Do you know what triggered refactor of this file?

[valerymo]

don't know, but the doc is updated now, as TLS enabled flags moved to system and backend specs.
Thanks

[MStokluska]

I think it would be nice to figure out why this has happened?
Are you using the toc generator?

[MStokluska]

Thanks! 🤦

[MStokluska]

sentinel field can exists as empty - does it mean we are expecting sentinel to be setup correctly?

[valerymo]

yes, enduser can deside not to use Sentinel, same as it was without TLS

[MStokluska]

do we know for sure that if using sentinels with tls, every host will have rediss?
are there any other scenarios where this can be set to a different value?
In general, I think I would just check if:

1. TLS required KEYS are present in secret
2. TLS required KEYS have non-empty VALUES

The rest of validation will be performed via preflight + components directly.

[valerymo]

regarding "every host will have rediss" - Yes, as for example.
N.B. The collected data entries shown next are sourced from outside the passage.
PR #414, opened 2026-07-30
feat(TWO-25288): open the search dropdown when the buyer asks to search again

dgjlindsay:
## What

Returning from manual company entry to company search now opens the search dropdown and puts the
caret in its search field, in the same gesture as the click.

## Why

`exitManualCompanyEntry` re-attached the picker and focused its **closed** combobox, so the buyer
who had just asked to search again was handed a closed control and had to click a second time
before there was a search box to type into.

The explicit `focus()` is not redundant with the picker's own. The picker focuses its search field
from a listener on its `open` event, and this plugin already carries a polling focus fix
(`waitToFocus`, wired to `select2:open`) precisely because that focus does not reliably land — a
poll that can take ~2.4s to get there. Focusing here makes the caret's arrival synchronous with
the click; the poll then finds the field already focused and no-ops.

The previous combobox-focus chain is kept as the fallback for a surface with no picker attached
(the pay-for-order page renders a different field set), which is what the new helper's boolean
return is for.

## Ordering

The open happens **after** `toggleBusinessFields()`. Opening positions the dropdown against its
container, and that container is only laid out once the business fields have been shown.

## Tests

Six tests in `tests/js/company-search-manual-entry.test.js`, on the real widget, asserting the
picker's own rendered state rather than a spy:

- the container carries the open class and the results list exists;
- `document.activeElement` **is** the dropdown's search field, and is neither the closed combobox
  nor `<body>`;
- end to end — type into whatever holds focus with no second click, and the manual-entry row
  reappears;
- opening an already-open dropdown is idempotent (one dropdown, focus retained);
- no picker attached, and no company select at all, both report failure rather than lying.

Both halves are pinned independently, verified by mutation: removing the open call fails 3 tests,
and removing only the explicit focus (leaving the open) fails 3 tests.

```
$ npm run test:js
Test Suites: 4 passed, 4 total
Tests:       154 passed, 154 total
```

Part of TWO-25288.

### DIFF
--- a/assets/js/twoinc.js
+++ b/assets/js/twoinc.js
@@ -1199,20 +1199,27 @@ let twoincDomHelper = {
     // After toggleBusinessFields, deliberately. Opening the dropdown positions
     // it against its container, and that container is only laid out once the
     // business fields have been shown.
-    if (twoincDomHelper.openCompanySearchDropdown()) return;
-
-    // Fallback for a surface with no picker attached (the pay-for-order page
-    // renders a different set of fields). Mirrors the enter path: the button
-    // that had focus is now hidden, so without this focus is stranded on a
-    // display:none element.
-    //
-    // NOT #billing_company_display — the picker hides that <select> and moves
-    // its accessible role onto the rendered combobox, which is the element
-    // carrying tabindex and the one a buyer can actually see.
-    if (
-      !twoincDomHelper.focusVisibleCompanyField("#billing_company_display_field .select2-selection")
-    ) {
-      twoincDomHelper.focusVisibleCompanyField("#billing_company_display");
+    if (!twoincDomHelper.openCompanySearchDropdown()) {
+      // Fallback for a surface with no picker attached (the pay-for-order page
+      // renders a different set of fields). Mirrors the enter path: the button
+      // that had focus is now hidden, so without this focus is stranded on a
+      // display:none element.
+      //
+      // Reached ONLY when no dropdown was opened. Running it alongside an open
+      // dropdown would park focus on the collapsed combobox while the picker is
+      // expanded behind it — a worse state than either outcome on its own,
+      // because the buyer's keystrokes would go nowhere the open list can see.
+      //
+      // NOT #billing_company_display — the picker hides that <select> and moves
+      // its accessible role onto the rendered combobox, which is the element
+      // carrying tabindex and the one a buyer can actually see.
+      if (
+        !twoincDomHelper.focusVisibleCompanyField(
+          "#billing_company_display_field .select2-selection"
+        )
+      ) {
+        twoincDomHelper.focusVisibleCompanyField("#billing_company_display");
+      }
     }
   },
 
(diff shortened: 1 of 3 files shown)


dgjlindsay:
Adversarial self-review round 1 — one real finding, fixed in 577c896.

**Mixed focus state (fixed).** `openCompanySearchDropdown` reported whether *focus* landed, and
`exitManualCompanyEntry` read that as "did anything happen". A dropdown that opened but whose focus
call failed therefore fell through to the fallback chain and parked focus on the collapsed combobox
in front of the expanded list — worse than either outcome alone, because the buyer's keystrokes go
nowhere the open list can see. The helper now reports whether the *dropdown* was opened, which is
the question the caller is actually asking, and the fallback is unreachable while a dropdown is
open. Pinned by a test that forces the focus call to fail and asserts the combobox does **not** take
focus; reverting the fix fails exactly that test.

Considered and cleared:

- **Immediate re-close by the picker's own outside-click handler.** It is bound on `mousedown`, and
  the mousedown of the activating click has already happened by the time the `click` handler opens
  the dropdown, so there is no later mousedown to close it. Keyboard activation produces no
  mousedown at all.
- **Focus race against the dropdown rebuild.** The search field exists synchronously after
  `select2("open")` — the tests focus and then type into it in the same tick — and it is looked up
  after the open, never cached, so it is the node this open created.
- **Focus fight with the existing `waitToFocus` poll.** The poll targets the same input and
  no-ops when it is already focused. It is reached through the pre-existing `select2:open`
  binding, identical to a buyer-initiated open, so this introduces no new path.
- **Observer/listener accumulation.** Nothing new is bound here. The affordance's observer is
  installed from the per-keystroke sync and keeps its at-most-one invariant, covered by the
  existing "one handler and one observer, across every re-bind" tests.
- **Pay-for-order surface.** No picker attached, so the helper returns false and the previous
  combobox-focus chain runs unchanged — tested both for the missing picker and for no company
  select at all.
- **Accessibility.** Both the expansion and the focus move are the direct result of the buyer
  activating a control, so WCAG 3.2.1 is not in play; `aria-expanded` is the picker's own.

No further findings. Not merging — leaving this for a human look.

<sub>Review by Claude.</sub>

dgjlindsay:
### Adversarial review round 2 — clean

Confirming round after round 1 found and fixed the mixed focus/dropdown-opened state bug (sha 577c896). Verified on the current head:

- Round 1's fix (`openCompanySearchDropdown` reporting dropdown-opened rather than focus-succeeded) has full negative-path test coverage (mixed-state, no-picker, no-select-at-all cases).
- No new logic bugs: `select2("open")` is idempotent, mousedown-vs-click ordering rules out re-close by the outside-click handler, and the explicit focus call doesn't race the existing `waitToFocus` poll (same target, no-ops if already focused).
- Test suite exercises real behaviour, not vacuous assertions.
- `npm run test:js`: 155/155 pass across 4 suites.
- No accessibility or scope-creep findings.

No new findings this round. Merge-eligible.

*Review performed by Claude.*

PR #416, opened 2026-07-31
fix: company-search manual-entry link, focus trap, and placeholder styling

dgjlindsay:
## Summary

Four buyer-reported bugs in the checkout company-search widget's "my company is not on the list" affordance and dropdown, found via live testing:

- **Reachable only by scrolling / arrowing through every result.** The affordance was a pseudo-option `<li>` living inside `.select2-results__options` (the scrollable results list), so it was only visible after scrolling past however many results came back, and the only way to reach it by keyboard was arrowing down through every result — it deliberately carried `tabindex="-1"`, excluded from the normal Tab sequence (the listbox pattern). Reworked as a real `<button>`, appended as a sibling of the results list rather than a row inside it: always visible without scrolling, and reached with a single Tab from the search field (option rows are `tabindex="-1"` and skipped).
- **Activated by a right click.** selectWoo's own option-row activation binds on plain `mouseup` with no mouse-button check at all, so a right click fired the same activation a left click did. Moving the affordance out of the results list and into a real `<button>` removes it from that binding entirely — a `<button>`'s native `click` event only ever fires for the primary mouse button, and Enter/Space work for free.
- **Keyboard input gets swallowed after tabbing away from an open dropdown.** `waitToFocus` (the poll that lands focus in the dropdown's search field after it opens, needed because the picker's own focus-on-open doesn't land reliably on every host theme) kept nudging focus back into the search field for its whole window — up to ~4.8s, or ~12.8s from the results-render-triggered variant — regardless of what happened after it was scheduled. A buyer who Tabbed to a completely different field got yanked back into the dropdown until the poll's hit count ran out or they hit Esc. Scoped the poll to stop the moment focus moves outside the company-search widget.
- **Placeholder styling.** "Search for company" rendered upper-cased (a host theme's blanket `text-transform`) and a few pixels off vertical centre (a host theme's custom selection-box height with no matching line-height). Neutralised the transform and switched to flex centring, scoped to this one field so it doesn't touch any other select2 instance a theme already renders correctly.

Not fixed in this PR: the report that the company-search box itself sits last in the page's DOM/tab order. I could not find a cause for that in this repo's field-priority code (`WC_Twoinc_Checkout::update_company_fields` already assigns it the same priority as WooCommerce's own `billing_company` field), so it may be theme- or overlay-specific rather than a bug here — flagging rather than guessing at a fix.

## Test plan

- [x] `npm run test:js` — 155 passing, including a new focus-trap regression suite and a substantially reworked manual-entry suite (real widget via jsdom + selectWoo, no mocks)
- [x] `php tests/unit/run.php` — all passing
- [x] Mutation-verified: reverted the button rework to the old `<li>` and to an in-list append, confirmed the relevant tests fail; reverted the focus-trap fix, confirmed the new focus tests fail
- [x] `prettier --check` clean on all touched JS/CSS/test files

### DIFF
--- a/assets/css/twoinc.css
+++ b/assets/css/twoinc.css
@@ -168,35 +168,34 @@
 }
 
 /*
- * Manual-entry row inside the company-search results list (TWO-25288).
+ * Manual-entry button, a sibling of the results list rather than a row
+ * inside it (#30.x.1-3, superseding the TWO-25288 pseudo-option).
  *
- * It is an option row now rather than a floating div beside the list, so the
- * hand-rolled margin is gone: the row inherits the picker's own option padding
- * and highlight, which is what keeps it in step with the company rows above it
- * when arrowed onto. Kept as a flat single-id selector so brand overlays that
- * recolour it keep matching without raising their own specificity.
+ * A real <button> now, so its native chrome has to be reset to read as the
+ * link it visually is — the same treatment #search_company_btn already gets
+ * below. `display: block` + full width keeps it filling the dropdown the way
+ * the old option row did; the padding roughly matches selectWoo's own option
+ * row padding so it doesn't look like a foreign element bolted underneath.
+ * Kept as a flat single-id selector so brand overlays that recolour it keep
+ * matching without raising their own specificity.
  */
 #company_not_in_btn {
+  display: block;
+  width: 100%;
+  text-align: left;
   cursor: pointer;
   color: #3043d1;
+  background: none;
+  border: 0;
+  border-top: 1px solid #eeeeee;
+  font: inherit;
+  padding: 6px 12px;
 }
 
-/*
- * Highlighted state (TWO-25288). NOT cosmetic — a contrast fix.
- *
- * The picker paints its highlighted row white-on-blue, but its own rule is a
- * class selector (specificity 0,3,1) and the id rule above is 1,0,0, so the
- * brand blue above wins on the text while the blue background still applies:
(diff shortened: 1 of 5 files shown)


dgjlindsay:
## Self-review (one adversarial round)

- Focus-scoping fix (`focusStillWithinCompanySearch`): verified against selectWoo's real markup that the explicit search-input check is necessary (the search field is a sibling of `.select2-results`, not a descendant of the results list), and that arrow-navigated option rows and the collapsed combobox trigger are still correctly treated as "inside the widget". No case found where it either steals focus from a field the buyer tabbed to, or wrongly aborts the initial focus-landing on open.
- No dangling references to the removed `<li>`-based mechanism (`manualEntrySentinelId`, `select2:selecting` interception, `manualEntryObserver`, old `--selectable`/`--highlighted` CSS) anywhere in js/css/tests/php.
- No functional collision with open PR #415 (touches a different function/CSS region — the company-summary display, not the manual-entry button or `waitToFocus`). Textual proximity in `twoinc.css` makes a merge conflict likely when #415 lands later; not a defect in this PR.
- New button CSS renders as a full-width dropdown row (not a foreign element).
- Minor, non-blocking: the "right click doesn't activate it" test fires a synthetic event on the button directly rather than through selectWoo's real `mouseup` delegation, so it doesn't itself exercise the old library-level bug path — the button-tag-type and outside-the-list structural tests (both mutation-verified) are what actually catch a regression on this bug class.

Round found nothing that needs a code change. Merging.

[Claude Sonnet 5]

PR #417, opened 2026-07-31
Cache-bust enqueued assets by file mtime

dgjlindsay:
## Summary
- Static asset URLs (`assets/js/twoinc.js`, `assets/css/twoinc.css`, `assets/js/admin.js`, `assets/css/admin.css`) were versioned with the plugin's static version string, which only changes on a deliberate version bump. Between bumps, a deploy that changes an asset's contents did not change its `?ver=` query arg, so CDN/browser caches kept serving the stale file after deploy.
- Adds `twoinc_get_asset_version()`, which derives each asset's version from its own `filemtime()`, falling back to the plugin version string if the file can't be stat'd. Every `wp_enqueue_script()`/`wp_enqueue_style()` call in the plugin now uses it.

## Test plan
- [x] `php tests/unit/run.php` — added `testAssetVersionTracksFileMtimeNotPluginVersion` (two real asset files resolve independent, mtime-derived versions) and `testAssetVersionFallsBackToPluginVersionWhenFileMissing` (missing file falls back cleanly, no warning). Full suite passes.
- [x] `php -l` on all four changed files.

### DIFF
--- a/class/WC_Twoinc.php
+++ b/class/WC_Twoinc.php
@@ -2406,8 +2406,8 @@ if (!class_exists('WC_Twoinc')) {
                 wp_enqueue_media();
             }
 
-            wp_enqueue_script('twoinc.admin', WC_TWOINC_PLUGIN_URL . '/assets/js/admin.js', ['jquery']);
-            wp_enqueue_style('twoinc.admin', WC_TWOINC_PLUGIN_URL . '/assets/css/admin.css');
+            wp_enqueue_script('twoinc.admin', WC_TWOINC_PLUGIN_URL . '/assets/js/admin.js', ['jquery'], twoinc_get_asset_version('assets/js/admin.js'));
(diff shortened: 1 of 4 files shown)


dgjlindsay:
**Self-review (adversarial pass, one round — nothing new found):**

- Coverage: every `wp_enqueue_script()`/`wp_enqueue_style()` call for a plugin-owned asset now versions via `twoinc_get_asset_version()` (main CSS/JS + admin CSS/JS). The one remaining unversioned enqueue (`jquery-ui-datepicker`) is a WordPress core script, out of scope.
- Missing-file safety: falls back to the plugin version string (no PHP warning, no empty `?ver=`) — covered by `testAssetVersionFallsBackToPluginVersionWhenFileMissing`.
- Performance: a `filemtime()`/`file_exists()` stat pair per asset, at most 2 per storefront page load — negligible for this plugin's asset count; no transient-caching of the cache-buster warranted.
- CI: all checks green except `e2e-tests`, which fails identically on `staging` HEAD right now (GCP `secretmanager.versions.access` PERMISSION_DENIED for `gha-e2e-tests@two-beta`) — pre-existing infra issue, unrelated to this diff, not fixable from this PR.

by Claude

PR #418, opened 2026-07-31
fix(company-search): uppercase/alignment round 2 + Tab-to-button shortcut

dgjlindsay:
## Summary

Round 2 of the company-search widget fixes from PR #416, reported live off staging.

- **Uppercase (#30.x.5.1/.2)**: `text-transform: none` on the placeholder/selected-value text had no `!important`, so a host theme's own `!important` rule still won. Also added `text-transform: none !important` to `#company_not_in_btn` — as a real `<button>` (since #416) it now matches a theme's generic `button { text-transform: uppercase }` styling, which an `<li>` never did.
- **Vertical alignment (#30.x.5.3)**: round 1 flex-centred only the parent `.select2-selection--single` box; the rendered text's own box wasn't a flex container, so a theme-supplied height with a mismatched line-height still left text off-centre. `.select2-selection__rendered` is now a flex container in its own right with `height: 100%`.
- **3px right padding (#30.x.5.4)**: added to the placeholder text.
- **Tab-to-button (#30.x.6)**: while the dropdown is open and the search field has focus, Tab now moves focus straight to the "not on the list" button instead of tabbing out of the widget entirely. Shift+Tab is untouched (normal reverse-tab).

Root cause of the Tab fix taking two attempts to land locally: selectWoo's own `$(document).on('keydown', ...)` treats a bare Tab exactly like Enter while the dropdown is open, and unconditionally refocuses the search field afterward with no `isDefaultPrevented()` check. `preventDefault()` alone doesn't stop it — `stopPropagation()` does, since that document-level handler is bound above our `document.body` delegation in the bubble chain.

## Test plan

- [x] `npm run test:js` — 159/159 passing, including the existing `company-search-focus-trap.test.js` suite (from #416) confirming the #30.x.4 keyboard-trap fix is untouched.
- [x] New tests in `tests/js/company-search-manual-entry.test.js` under "Tab-to-button shortcut (#30.x.6)": Tab-while-open moves focus to the button, Shift+Tab is left alone, Tab is a no-op below the search threshold (button absent), and an explicit no-trap regression check — dropdown closed, Tab elsewhere on the page stays plain default browser behaviour.
- [ ] Visual check on staging once merged (CSS specificity/theme interaction can't be fully proven from unit tests alone).

### DIFF
--- a/assets/css/twoinc.css
+++ b/assets/css/twoinc.css
@@ -178,6 +178,15 @@
  * row padding so it doesn't look like a foreign element bolted underneath.
  * Kept as a flat single-id selector so brand overlays that recolour it keep
  * matching without raising their own specificity.
+ *
+ * `text-transform: none` is new (round 2, #30.x.5). It was never needed while
+ * this was an `<li>` — this <button> tag is what makes it a target for a host
+ * theme's generic `button { text-transform: uppercase; }` styling, which
+ * plenty of themes apply for CTA-style buttons. An `<li role="option">` never
+ * matched that selector; a real `<button>` always will. `!important` because
+ * that kind of theme rule is routinely `!important` itself (buttons are a
+ * common place themes fight plugins for the last word), and this element has
+ * no reason to ever want the theme's button casing.
  */
 #company_not_in_btn {
   display: block;
@@ -187,6 +196,7 @@
   color: #3043d1;
   background: none;
   border: 0;
+  text-transform: none !important;
   border-top: 1px solid #eeeeee;
   font: inherit;
   padding: 6px 12px;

We want use TLS for client communication with Redis Server. Redis Server - secured. We have 3 Sentinel hosts for Backend (for HA), first - using TLS (rediss), - other - not. If Sentinel is available - Client will not communicate with Redis Server directrly, it will use Sentinel. Secure Sentinel found, and communication established. Secure sentinel failed. Sentinel will do switch to "backup" Sentinel, but it's not secure. Communication - failed. We need prevent this case, and check that If Sentinel hosts defined and We want use TLS - then All Sentine hosts should be secure (rediss://)

[valerymo]

validation moved to HA, and only basic validation done now. Thank you

[MStokluska]

not used, I think we can drop this?

[MStokluska]

Not used, I think we can drop this?

[MStokluska]

why are we bypassing ssl cert validation here?